To the extent this question still needs to be answered, it should be answered in the affirmative, but only when the specific criteria of the question are met. 

In Actavis the CJEU referred to the “core inventive advantage” of the basic patent which, in that case, was active ingredient A (i.e. Product X) rather than the combination of active ingredients A and B. The criteria outlined in question 2 mirror the facts of Actavis and so it appears that it is necessary, under these conditions and following that ruling, to consider whether the combination of active ingredients A and B is a distinct and separate invention from that of A alone. However, CIPA considers that the CJEU should clarify that it is only necessary to consider the inventive contribution of the combination of active ingredients in the situation set out in the question. A more general requirement to assess the inventive contribution of a combination product in order to determine the validity of an SPC to the combination product would be contradictory to the fundamental objective of the Regulation because it would discourage patentees from undertaking the necessary research to develop a combination product. For example, it should be possible to obtain an SPC for a formulation comprising a non-inventive combination of active ingredients. Moreover, in Georgetown II, which differs from the specific facts of this question (and Actavis), the inventive contribution of the combination product was not considered.

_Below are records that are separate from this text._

PR #1157, opened 2018-11-14
Lesson 5 work uploaded

JonCracolici:
I will be making the variables all snake case in lesson 6. I'm not sure how I got it in my head that functions are snake case and variables just lower. I will also be refactoring the user input checking to make it more testable. Thanks!

### DIFF
--- a/students/Cracolici_Jon/lesson05/JonCracolici_Mailroom3.py
+++ b/students/Cracolici_Jon/lesson05/JonCracolici_Mailroom3.py
@@ -1,0 +1,180 @@
+#Jon Cracolici
+#Lesson 05 Mailroom 3
+#UW Python Cert
+#import statements
+from collections import OrderedDict
+#database set up
+def initialize_database():
+    """This function intializes the database when called."""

3. Where the basic patent in force "protects" pursuant to Article 3(a):

(a) A product comprising active ingredient A ("Product X"); and
(b) A product comprising a combination of active ingredient A and active ingredient B ("Product Y")
and where
(c) An authorisation to place Product X on the market as a medicinal product has been granted;
(d) An SPC has been granted in respect of Product X; and
(e) A separate authorisation to place Product Y on the market as a medicinal product has subsequently been granted,
does the Regulation, in particular Articles 3(c), 3(d) and/or 13(1) of the Regulation preclude the proprietor of the patent being issued with an SPC in respect of Product Y? Alternatively, if an SPC can be granted in respect of Product Y, should its duration be assessed by reference to the grant of the authorisation for Product X or the authorisation for Product Y?

To the extent this question still needs to be answered, it should be answered in the affirmative. 

The specific conditions outlined in this case mirror the facts of Actavis, in which the CJEU ruled that the SPC corresponding to Product Y was invalid.

4. If the answer to question 1(a) is in the negative and the answer to question 1(b)(i) is positive and the answer to question 1(b)(ii) is negative, then in circumstances where:

(i) in accordance with Art 7(1) Regulation, an application for an SPC for a product is lodged within six months of the date on which a valid authorisation to place that product on the market as a medicinal product has been granted in accordance with Directive 2001/83/EC or Directive 200l/82/EC;
(ii) following the lodging of the application for the SPC, the competent industrial property office raises a potential objection to the grant of the SPC under Article 3(a) of the Regulation;
(iii) following and in order to meet the aforesaid potential objection by the competent industrial property office, an application to amend the basic patent in force relied upon by the SPC applicant is made and granted;
(iv) upon amendment of the basic patent in force, said amended patent complies with Article 3(a),
  does the SPC Regulation prevent the competent industrial property office from applying national procedural provisions to enable (a) suspension of the application for the SPC in order to allow the SPC applicant to apply to amend the basic patent, and (b) recommencement of said application at a later date once the amendment has been granted, the said date of recommencement being
– after six months from the date on which a valid authorisation to place that product on the market as a medicinal product was granted but
– within six months of the date on which the application to amend the basic patent?

If questions 1(a), 1(b)(i) and 1(b)(ii) are answered as outlined in the preamble to question 4, then CIPA agrees with the referring judge that there is no reason to object to the competent industrial property office from acting according to the remainder of question 4.